Loss spikes late in the training process

Kaga · September 25, 2021, 4:44am

My model is given by:

class MyNetQ(nn.Module):
    def __init__(self):
        super(MyNetQ, self).__init__()
        self.myp=0.5
        self.flatten = nn.Flatten()
        self.linear_LeakyReLU_stack = nn.Sequential(
            nn.Linear(8*68, 8*60),
            nn.LeakyReLU(),
            nn.Dropout(p=self.myp),
            nn.Linear(8*60, 8*50),
            nn.LeakyReLU(),
            nn.Dropout(p=self.myp),
            nn.Linear(8*50, 8*40),
            nn.LeakyReLU(),
            nn.Dropout(p=self.myp),
            nn.Linear(8*40, 8*30),
            nn.LeakyReLU(),
            nn.Dropout(p=self.myp),
            nn.Linear(8*30, 8*20),
            nn.LeakyReLU(),
            nn.Dropout(p=self.myp),
            nn.Linear(8*20, 8*15),
            nn.LeakyReLU(),
            nn.Linear(8*15, 11)
        )
    def forward(self, x):
        x = self.flatten(x)
        out = self.linear_LeakyReLU_stack(x)
        return out

During the training process, the soft cross entropy loss exhibits huge spikes after seemingly having made good progress:

What could be the reason for this behavior? Is there any way I could make the training process more stable?

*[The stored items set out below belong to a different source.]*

PR #9624, opened 2026-03-04
feat(BA-4865): Apply RBAC validator infrastructure to Session actions

fregataa:
## Summary
- Refactored Session actions to use `BaseScopeAction` and `BaseSingleEntityAction` base classes for RBAC validation
- Added `SessionScopeAction` and `SessionSingleEntityAction` with `target_element()` methods for BEP-1048 compliance
- Updated 6 scope-level actions (Create, Search, Match) and 4 single-entity actions (Get, Destroy, Execute, Modify) to implement RBAC validation infrastructure
- Followed VFolder patterns from BA-4620 for consistent RBAC validation across all guarded entities

## Test plan
- [x] Lint and type checks pass
- [ ] Unit tests pass (CI will verify)
- [ ] Integration tests with RBAC validators (follow-up work needed)
- [ ] API layer updates to set scope/session_id fields (tracked in BA-2946)

## Next Steps
This PR provides the **infrastructure foundation** for Session RBAC validation. Follow-up work required:
1. Update API/processor layer to populate `_scope_type`, `_scope_id`, and `session_id` fields
2. Connect RBAC validators to action processors
3. Apply same pattern to remaining 20+ single-entity Session actions
4. Add integration tests for RBAC permission checks

Resolves BA-4865

### DIFF
--- a/tests/unit/manager/api/session/test_dataloader.py
+++ b/tests/unit/manager/api/session/test_dataloader.py
@@ -5,9 +5,22 @@ from __future__ import annotations
 import uuid
 from unittest.mock import AsyncMock, MagicMock
 
+from ai.backend.common.contexts.user import with_user
+from ai.backend.common.data.user.types import UserData, UserRole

Kaga · September 25, 2021, 1:18pm

A hint, anyone? I suspect there may be a flaw in how I set up the model, but I don’t see it.

Sayed_Nadim · September 25, 2021, 1:58pm

I think your model is overfitting. What’s your validation phase behavior?

Kaga · September 25, 2021, 2:23pm

The blue line in the plot is the average training loss during each epoch, and the orange line is the average validation loss for each epoch. Validation does not use the dropout layers while training does use them. Actually, since training and validation loss are so close together at all times, I don’t think overfitting is an issue. There must be something else going on?

Sayed_Nadim · September 25, 2021, 2:27pm

My bad. I didn’t see the legends. Did you experiment with learning rate decay? Maybe after some epochs, your lr is too high to find optimal minima.

Kaga · September 25, 2021, 2:34pm

I am using optimizer = torch.optim.Adam(mymodel.parameters(), lr=0.003). Good point, I’ll try to experiment with different learning rates, thanks for the suggestion.

Rohan_Rathore · September 26, 2021, 11:02am

Use a Learning Rate Schedular. Should help with convergence.